[DATA LISTING]
PR #4033, opened 2026-03-10
fix: reduce number of tests leaving temporary files behind

edbennett:
Currently, many tests in the default test suite fail to clean up after themselves. On CI this doesn't really matter as the VM will be destroyed once the run completes, but it's mildly annoying for local development.

This PR currently cleans up the low-hanging fruit: either removing unneeded `cleanup=False` options presumably left over from debugging, or adding explicit cleanup.

A few cases are harder to deal with: the following tests cause the call to `run()` to raise an exception:

- `test_github_issue1158`
- `test_ambiguousruleexception`
- `test_wildcard_annotatedstrings`

In this case, `run()` never reaches the cleanup code, and the calling function doesn't (and can't) know the temporary path used to be able to clean up.

I can see a few options on how to work around this:

1. Ugly hack: make an extra call to `run()` but requesting a no-op target to generate the temporary directory, then pass this in to the current call to `run()` to perform the test; after generating the error, then remove the temporary directory.
2. Move the logic in `run()` that creates the temporary directory to a separate helper function, and call this explicitly from the error-producing tests, then proceed as in (1) above.
3. Refactor the temporary directory functionality to be a class that manages the temporary directory, and deletes it when the instance is destroyed—this could be just directly using `tempfile.TemporaryDirectory`, or reimplementing similar functionality.

@johanneskoester Do you have a preference (one of these three, or something else entirely)?

### QC

In principle one could add a test case that tests do not leave litter, but having tests for your tests seems a little excessive.

## Summary by CodeRabbit

* **Tests**
  * Added a reusable temp-directory helper to support both in-place and isolated test modes.
  * Standardized temp-dir resolution and result-path handling across tests, with clearer behavior when running without a temp dir.
  * Restored and unified cleanup behavior (including platform-aware handling), ensuring temporary artifacts are removed on success and failure.

### DIFF
--- a/tests/tests.py
+++ b/tests/tests.py
@@ -2036,7 +2036,7 @@ def test_strict_mode():
 def test_github_issue1158():
     path = dpath("test_github_issue1158")
     with prepare_tmpdir(path) as tmpdir:
-        run(path, cluster="./qsub.py", tmpdir=tmpdir)
+        run(path, cluster="./qsub.py", tmpdir=tmpdir, cleanup=False)
 
 
 def test_ancient_dag():


johanneskoester:
> I can see a few options on how to work around this:
> 
>     1. Ugly hack: make an extra call to `run()` but requesting a no-op target to generate the temporary directory, then pass this in to the current call to `run()` to perform the test; after generating the error, then remove the temporary directory.
> 
>     2. Move the logic in `run()` that creates the temporary directory to a separate helper function, and call this explicitly from the error-producing tests, then proceed as in (1) above.
> 
>     3. Refactor the temporary directory functionality to be a class that manages the temporary directory, and deletes it when the instance is destroyed—this could be just directly using `tempfile.TemporaryDirectory`, or reimplementing similar functionality.

I think best is to create the tempdir outside of run in these cases, using the tempfile.TemporaryDirectory context manager, and pass it to run via `run(..., tmpdir=...)`.

tests/common.py
```diff
@@ -141,6 +141,25 @@ def get_expected_files(results_dir: StrPath) -> list[str]:
...
+    if not dest_path:
+        # If we need to further check results, we won't cleanup tmpdir
+        tmpdir = next(tempfile._get_candidate_names())
+
+        if snakefile_parent_dirname is None:
+            snakefile_parent_dirname = source_path.name
+        dest_path = os.path.join(
+            tempfile.gettempdir(), f"snakemake-{snakefile_parent_dirname}-{tmpdir}"
+        )
+        os.mkdir(dest_path)
```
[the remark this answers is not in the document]
edbennett: This is mirroring the preexisting implementation; I'm not touching it.

tests/tests.py
```diff
@@ -1782,12 +1782,14 @@ def test_parsing_terminal_comment_following_statement():
...
 def test_github_issue640():
-    run(
+    tmpdir = run(
         dpath("test_github_issue640"),
         targets=["Output/FileWithRights"],
         executor="dryrun",
         cleanup=False,
     )
+    shell(f"chmod -R u+rwX {tmpdir}")
+    shutil.rmtree(tmpdir)
```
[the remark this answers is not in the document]
edbennett: If line 1791 fails, line 1792 will also fail because the files won't be `chmod`ded to be able to be deleted.

tests/common.py
```diff
@@ -141,6 +141,25 @@ def get_expected_files(results_dir: StrPath) -> list[str]:
     ]
 
 
+def prepare_tmpdir(source_path, snakefile_parent_dirname=None, dest_path=None):
```
johanneskoester: The exposed version of this function, couldn't it be a context manager, so that not every test has to do the cleanup with rmtree?
https://docs.python.org/3/library/contextlib.html#contextlib.contextmanager

edbennett: It could! I had discounted the option because we can't use the `TemporaryDirectory` context manager directly (without either breaking compatibility with Python < 3.12, or with use cases where developers want a directory to stay intact after the test exits), but thinking about it more, that would make sense. I'll work on that now.

edbennett: I've pushed changes that implement this for the exposed version. I'd hoped that `run()` could also be a context manager to simplify the code in `tests.py` and `tests_using_conda.py`, but my attempt at this broke a bunch of the tests.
[/DATA LISTING]
▶ _WHAT THIS TASK INVOLVES_:
What is needed is a verbatim copy of the data, complete from first line to last.

▶ _ANSWER TO THIS TASK_:
PR #4033, opened 2026-03-10
fix: reduce number of tests leaving temporary files behind

edbennett:
Currently, many tests in the default test suite fail to clean up after themselves. On CI this doesn't really matter as the VM will be destroyed once the run completes, but it's mildly annoying for local development.

This PR currently cleans up the low-hanging fruit: either removing unneeded `cleanup=False` options presumably left over from debugging, or adding explicit cleanup.

A few cases are harder to deal with: the following tests cause the call to `run()` to raise an exception:

- `test_github_issue1158`
- `test_ambiguousruleexception`
- `test_wildcard_annotatedstrings`

In this case, `run()` never reaches the cleanup code, and the calling function doesn't (and can't) know the temporary path used to be able to clean up.

I can see a few options on how to work around this:

1. Ugly hack: make an extra call to `run()` but requesting a no-op target to generate the temporary directory, then pass this in to the current call to `run()` to perform the test; after generating the error, then remove the temporary directory.
2. Move the logic in `run()` that creates the temporary directory to a separate helper function, and call this explicitly from the error-producing tests, then proceed as in (1) above.
3. Refactor the temporary directory functionality to be a class that manages the temporary directory, and deletes it when the instance is destroyed—this could be just directly using `tempfile.TemporaryDirectory`, or reimplementing similar functionality.

@johanneskoester Do you have a preference (one of these three, or something else entirely)?

### QC

In principle one could add a test case that tests do not leave litter, but having tests for your tests seems a little excessive.

## Summary by CodeRabbit

* **Tests**
  * Added a reusable temp-directory helper to support both in-place and isolated test modes.
  * Standardized temp-dir resolution and result-path handling across tests, with clearer behavior when running without a temp dir.
  * Restored and unified cleanup behavior (including platform-aware handling), ensuring temporary artifacts are removed on success and failure.

### DIFF
--- a/tests/tests.py
+++ b/tests/tests.py
@@ -2036,7 +2036,7 @@ def test_strict_mode():
 def test_github_issue1158():
     path = dpath("test_github_issue1158")
     with prepare_tmpdir(path) as tmpdir:
-        run(path, cluster="./qsub.py", tmpdir=tmpdir)
+        run(path, cluster="./qsub.py", tmpdir=tmpdir, cleanup=False)
 
 
 def test_ancient_dag():


johanneskoester:
> I can see a few options on how to work around this:
> 
>     1. Ugly hack: make an extra call to `run()` but requesting a no-op target to generate the temporary directory, then pass this in to the current call to `run()` to perform the test; after generating the error, then remove the temporary directory.
> 
>     2. Move the logic in `run()` that creates the temporary directory to a separate helper function, and call this explicitly from the error-producing tests, then proceed as in (1) above.
> 
>     3. Refactor the temporary directory functionality to be a class that manages the temporary directory, and deletes it when the instance is destroyed—this could be just directly using `tempfile.TemporaryDirectory`, or reimplementing similar functionality.

I think best is to create the tempdir outside of run in these cases, using the tempfile.TemporaryDirectory context manager, and pass it to run via `run(..., tmpdir=...)`.

tests/common.py
```diff
@@ -141,6 +141,25 @@ def get_expected_files(results_dir: StrPath) -> list[str]:
...
+    if not dest_path:
+        # If we need to further check results, we won't cleanup tmpdir
+        tmpdir = next(tempfile._get_candidate_names())
+
+        if snakefile_parent_dirname is None:
+            snakefile_parent_dirname = source_path.name
+        dest_path = os.path.join(
+            tempfile.gettempdir(), f"snakemake-{snakefile_parent_dirname}-{tmpdir}"
+        )
+        os.mkdir(dest_path)
```
[the remark this answers is not in the document]
edbennett: This is mirroring the preexisting implementation; I'm not touching it.

tests/tests.py
```diff
@@ -1782,12 +1782,14 @@ def test_parsing_terminal_comment_following_statement():
...
 def test_github_issue640():
-    run(
+    tmpdir = run(
         dpath("test_github_issue640"),
         targets=["Output/FileWithRights"],
         executor="dryrun",
         cleanup=False,
     )
+    shell(f"chmod -R u+rwX {tmpdir}")
+    shutil.rmtree(tmpdir)
```
[the remark this answers is not in the document]
edbennett: If line 1791 fails, line 1792 will also fail because the files won't be `chmod`ded to be able to be deleted.

tests/common.py
```diff
@@ -141,6 +141,25 @@ def get_expected_files(results_dir: StrPath) -> list[str]:
     ]
 
 
+def prepare_tmpdir(source_path, snakefile_parent_dirname=None, dest_path=None):
```
johanneskoester: The exposed version of this function, couldn't it be a context manager, so that not every test has to do the cleanup with rmtree?
https://docs.python.org/3/library/contextlib.html#contextlib.contextmanager

edbennett: It could! I had discounted the option because we can't use the `TemporaryDirectory` context manager directly (without either breaking compatibility with Python < 3.12, or with use cases where developers want a directory to stay intact after the test exits), but thinking about it more, that would make sense. I'll work on that now.

edbennett: I've pushed changes that implement this for the exposed version. I'd hoped that `run()` could also be a context manager to simplify the code in `tests.py` and `tests_using_conda.py`, but my attempt at this broke a bunch of the tests.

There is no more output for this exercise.